The solution is not unique, as there are (infinitely) many rotations that achieve this, but you can single out the one that goes the most "direct" route - which is the one rotating about the axis perpendicular to both $u$ and $e_x$.
If you define $v := u \times e_x$ and $w := v \times u$ (using the cross product), the rotation matrix $R = (u, v, w)$ achieves exactly this (here, the vectors are the columns of $R$, which is a 3x3 matrix).
This matrix allows you to perform the desired rotation, and if all you need to do is rotate stuff, you should stick with it.

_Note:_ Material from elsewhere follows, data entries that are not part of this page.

PR #1191, opened 2022-01-07
feat: add Avatar component

langz:
## Summary

Link to Figma: https://www.figma.com/file/cdtwQD8IJ7pTeE45U148r1/Eufemia---Web?node-id=17869%3A0

TODO in the future:
- Incorporate "badges" (see Figma sketches):
image


langz (commented):
To me it looks okay, just have to verify the sizes with what's used in pm-netbank today.

packages/dnb-design-system-portal/src/docs/uilib/components/avatar/properties.md
```diff
@@ -0,0 +1,19 @@
...
+showTabs: true
+---
+
+## Properties
+
+### `Avatar` properties
+
+| Properties                                  | Description                                                                                                                       |
+| ------------------------------------------- | --------------------------------------------------------------------------------------------------------------------------------- |
+| `size`                                      | _(optional)_ Size of the avatar. Options: `small` \| `medium` \| `large` \| `x-large`.                                            |
```
thaytharma, line 11: Suggestion: 

It seems like the `default`-size is the same size as the `medium`. Should we consider removing `default` and use `medium` as default value instead? Also, I think it's beneficial to update the description here with the default size.

packages/dnb-design-system-portal/src/docs/uilib/components/avatar/properties.md
```diff
@@ -0,0 +1,19 @@
...
+| `children`                                  | _(optional)_ Content of the component.                                                                                            |
+| `alt`                                       | _(optional)_ Used in combination with `src` to provide an alt attribute for the `img` element.                                    |
+| `src`                                       | _(optional)_ Specifies the path to the image                                                                                      |
+| `skeleton`                                  | _(optional)_ Applies loading skeleton.                                                                                            |
+| `imgProps`                                  | _(optional)_ [Image properties](/uilib/elements/image) applied to the `img` element if the component is used to display an image. |
+| `variant`                                   | _(optional)_ Override the variant of the component. Options: `primary` \| `secondary` \| `tertiary`.                              |
```
thaytharma, line 17:
```suggestion
| `variant`                                   | _(optional)_ Override the variant of the component. Options: `primary` \| `secondary` \| `tertiary`. Default to `primary`.                             |
```

thaytharma:
Looks great! 🤩

packages/dnb-design-system-portal/src/docs/uilib/components/avatar/properties.md
langz: Correct, the default/fallback size when not providing any size is `medium`.
As far as I see it, the value  `default` is not supported for the size property. So "removing `default`" shouldn't be needed/possible.

I'll add a description/text explaining that the default value of size is `medium` ✅

packages/dnb-design-system-portal/src/docs/uilib/components/avatar/properties.md
langz: Nice find, I'll add that 🙇

packages/dnb-design-system-portal/src/docs/uilib/components/avatar/properties.md
thaytharma: Perect!

tujoworker (approved):
Yes, indeed! Awesome work 🤩

tujoworker:
The only thing we need to improve is the requirement for additional, screen reader information. E.g. to require with a prop more info?

langz:
> The only thing we need to improve is the requirement for additional, screen reader information. E.g. to require with a prop more info?

@tujoworker, I am not sure if I fully understood this.
Could you try to elaborate in a bit more details? Which attributes/properties are we thinking of, etc?
Then I could try to implement this improvement.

However, if you really need to extract the rotation angles about the individual axes, it gets a bit ugly, bu see for example here for a way to do it.

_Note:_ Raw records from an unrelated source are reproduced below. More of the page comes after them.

PR #1193, opened 2022-01-12
fix: fixed global context bug that removed component props

dinarosv:
Global context did not work on Typescript components because of object ordering

### DIFF
--- a/packages/dnb-eufemia/src/shared/Context.js
+++ b/packages/dnb-eufemia/src/shared/Context.js
@@ -46,12 +46,13 @@ export const prepareContext = (props = {}) => {
       return context.translation
     },
     locales,
-    ...props,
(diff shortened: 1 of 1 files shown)


packages/dnb-eufemia/src/shared/Context.js
```diff
@@ -46,12 +46,13 @@ export const prepareContext = (props = {}) => {
...
     },
     locales,
-    ...props,
     translation, // make sure we set this after props, since we update this one!
     // All eufemia components because of Typescript:
     Breadcrumb: {},
     BreadcrumbItem: {},
     Tag: {},
+
+    ...props,
```
tujoworker, line 55: Translation should still come after ...props

tujoworker (approved):
Nice 👍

As a first step, I'd move $P_1$ to the origin, so that the points become $P_1=(0,0,0)$, $P_2=(x_2-x_1, y_2-y_1, z_2-z_1)$, $P_3=(x_3-x_1, y_3-y_1, z_3-z_1)$. From there it's just a question of applying a rotation matrix.
A rotation matrix $\mathbf{R}$ which preserves all distances and shapes etc is
given by
$$
\mathbf{R}=\left(
\begin{array}
[c]{ccc}%
e_{1}^{x} & e_{2}^{x} & e_{3}^{x}\\
e_{1}^{y} & e_{2}^{y} & e_{3}^{y}\\
e_{1}^{z} & e_{2}^{z} & e_{3}^{z}%
\end{array}
\right)
$$
where the vectors $\left( e_{1}^{\alpha},e_{2}^{\alpha},e_{3}^{\alpha
}\right) $ for $\alpha\in\left\{ x,y,z\right\} $ are orthogonal and of unit
length, i.e.
$$
\sum_{i=1}^{3}e_{i}^{\alpha}e_{i}^{\beta}=\left\{
\begin{array}
[c]{ccc}%
1 & & \alpha=\beta\\
0 & & \alpha\neq\beta
\end{array}
\right. .%
$$
Applying $\mathbf{R}$, your rotated points $P_{i}^{\prime}=\left(
x_{i}^{\prime},y_{i}^{\prime},z_{i}^{\prime}\right) $ are given by
$$
\left(
\begin{array}
[c]{c}%
x_{i}^{\prime}\\
y_{i}^{\prime}\\
z_{i}^{\prime}%
\end{array}
\right) =\mathbf{R}\left(
\begin{array}
[c]{c}%
x_{i}\\
y_{i}\\
z_{i}%
\end{array}
\right)
$$
I suggest making the top row of $\mathbf{R}$ the unit
vector in the direction from $P_{1}$ to $P_{2}$, i.e.
$$
\left(
\begin{array}
[c]{c}%
e_{1}^{x}\\
e_{2}^{x}\\
e_{3}^{x}%
\end{array}
\right) =\frac{1}{\sqrt{\left( x_{1}-x_{2}\right) ^{2}+\left( y_{1}%
-y_{2}\right) ^{2}+\left( z_{1}-z_{2}\right) ^{2}}}\left(
\begin{array}
[c]{c}%
x_{1}-x_{2}\\
y_{1}-y_{2}\\
z_{1}-z_{2}%
\end{array}
\right)
$$
which would mean that the line from $P_{1}$ to $P_{2}$ gets mapped into the
$x$-axis.
Working out what you could use for the second and third rows of $\mathbf{R}$ is now just a question of solving some simple linear equations, to make sure that the line from $P_{1}$ to $P_{3}$ has no z component.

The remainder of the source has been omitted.